PR #2056, opened 2026-09-01
Align V2 API parity with PyMilvus 2.6

yhmo:


sdk-core/src/main/java/io/milvus/v2/service/collection/CollectionService.java
```diff
@@ -463,6 +463,9 @@ public Void loadCollection(MilvusServiceGrpc.MilvusServiceBlockingStub blockingS
         if (StringUtils.isNotEmpty(dbName)) {
             builder.setDbName(dbName);
         }
+        if (StringUtils.isNotEmpty(request.getPriority())) {
+            builder.putLoadParams("load_priority", request.getPriority());
```
yhmo: sdk-core/src/main/java/io/milvus/v2/service/collection/CollectionService.java line:467
Low ---- `load_priority` is passed through verbatim, but the proxy only maps the exact lowercase string "low" to LOW priority (task.go: `if ok && loadPriorityStr == "low"`); every other value, including capitalized "Low"/"High", becomes HIGH. The new tests (CollectionTest/PartitionTest) use capitalized "High"/"Low", so a user copying that pattern would silently get HIGH priority on a real server. Consider documenting the accepted values (lowercase "low"/"high") or normalizing the case before `putLoadParams`, and apply the same to PartitionService.java loadPartitions.

sdk-core/src/main/java/io/milvus/v2/service/utility/UtilityService.java
```diff
@@ -215,6 +215,46 @@ public CompactResp compact(MilvusServiceGrpc.MilvusServiceBlockingStub blockingS
...
+            case "pb":
+                unitBytes = 1024L * 1024L * 1024L * 1024L * 1024L;
+                break;
+            default:
+                throw new MilvusClientException(ErrorCode.INVALID_PARAMS,
+                        "Invalid targetSizeUnit: '" + request.getTargetSizeUnit()
+                                + "'. Supported units: b, kb, mb, gb, tb, pb");
+        }
+        return (targetSize * unitBytes) / (1024L * 1024L);
+    }
```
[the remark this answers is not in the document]
yhmo: Fixed in 52f504ef. Conversion now uses BigDecimal for overflow-safe arithmetic, and values that convert to <= 0 MB (e.g. 1kb) are rejected with INVALID_PARAMS before being sent to the server.

sdk-core/src/main/java/io/milvus/v2/service/utility/UtilityService.java
```diff
@@ -215,6 +215,46 @@ public CompactResp compact(MilvusServiceGrpc.MilvusServiceBlockingStub blockingS
...
+     * it is sent to the server, and rejects non-positive values. Supported units: b, kb, mb, gb, tb, pb.
+     * This mirrors the PyMilvus {@code parse_target_size} behavior.
+     */
+    private long convertTargetSizeToMB(CompactReq request) {
+        Long targetSize = request.getTargetSize();
+        if (targetSize <= 0) {
+            throw new MilvusClientException(ErrorCode.INVALID_PARAMS,
+                    "targetSize must be a positive integer, got " + targetSize);
+        }
+        String unit = request.getTargetSizeUnit() == null ? "mb" : request.getTargetSizeUnit().trim().toLowerCase();
```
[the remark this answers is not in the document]
yhmo: Fixed in 52f504ef. Blank/whitespace-only targetSizeUnit is now treated as unset and defaults to MB, no longer throwing INVALID_PARAMS.

sdk-core/src/main/java/io/milvus/v2/service/collection/CollectionService.java
yhmo: fixed

sdk-core/src/main/java/io/milvus/v2/service/utility/UtilityService.java
```diff
@@ -215,6 +217,59 @@ public CompactResp compact(MilvusServiceGrpc.MilvusServiceBlockingStub blockingS
...
+            default:
+                throw new MilvusClientException(ErrorCode.INVALID_PARAMS,
+                        "Invalid targetSizeUnit: '" + request.getTargetSizeUnit()
+                                + "'. Supported units: b, kb, mb, gb, tb, pb");
+        }
+        // Overflow-safe conversion: use BigDecimal so large values (e.g. tb/pb) do not overflow long.
+        long sizeMb = BigDecimal.valueOf(targetSize)
+                .multiply(BigDecimal.valueOf(unitBytes))
+                .divide(BigDecimal.valueOf(1024L * 1024L), 0, RoundingMode.FLOOR)
+                .longValue();
```
yhmo: sdk-core/src/main/java/io/milvus/v2/service/utility/UtilityService.java line:264
Medium ---- The overflow-safe claim is only half true: BigDecimal prevents the intermediate multiply from overflowing, but the final longValue() back-conversion silently returns the low-order 64 bits (no exception) when sizeMb exceeds Long.MAX_VALUE, so a type-valid but extreme input (e.g. targetSize = Long.MAX_VALUE with unit "pb") wraps to a wrong positive value that is sent to the server instead of being rejected. PyMilvus parse_target_size explicitly rejects size_mb > (1<<63)-1 with a ParamError; consider adding the same upper-bound check before the longValue() call.

sdk-core/src/main/java/io/milvus/v2/service/vector/VectorService.java
```diff
@@ -364,6 +385,10 @@ public CompletableFuture<SearchResp> searchAsync(
             SearchReq request, RpcUtils retryUtils) {
         final SearchRequest searchRequest;
         try {
+            if (request.getLimit() <= 0) {
```
yhmo, line 388: sdk-core/src/main/java/io/milvus/v2/service/vector/VectorService.java line:388
Low ---- The new limit<=0 validation is applied in both sync and async variants (search, searchAsync, hybridSearch, hybridSearchAsync), but the added tests (testSearchInvalidLimitRejected, testHybridSearchInvalidLimitRejected) only cover the sync paths. The async variants route the thrown MilvusClientException through catch(Throwable) -> failedFuture; a test asserting that searchAsync/hybridSearchAsync with limit<=0 returns a failed future (rather than throwing synchronously) would prevent that behavior from regressing.

sdk-core/src/main/java/io/milvus/v2/service/utility/UtilityService.java
yhmo: Fixed in 85d7fee6. convertTargetSizeToMB now checks the BigDecimal result against Long.MAX_VALUE before longValue() and throws INVALID_PARAMS when the converted MB exceeds the int64 range, matching PyMilvus parse_target_size. Added testCompactOversizeTargetSizeRejected.

sdk-core/src/main/java/io/milvus/v2/service/vector/VectorService.java
yhmo: Fixed in 85d7fee6. Added testSearchAsyncInvalidLimitReturnsFailedFuture and testHybridSearchAsyncInvalidLimitReturnsFailedFuture asserting the async variants return a failed future (ExecutionException with INVALID_PARAMS) rather than throwing synchronously, and that no RPC is issued.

════════

Exercise description: Write the number of lines in the listing above that contain the word "final". No other text should appear.

Task response: 2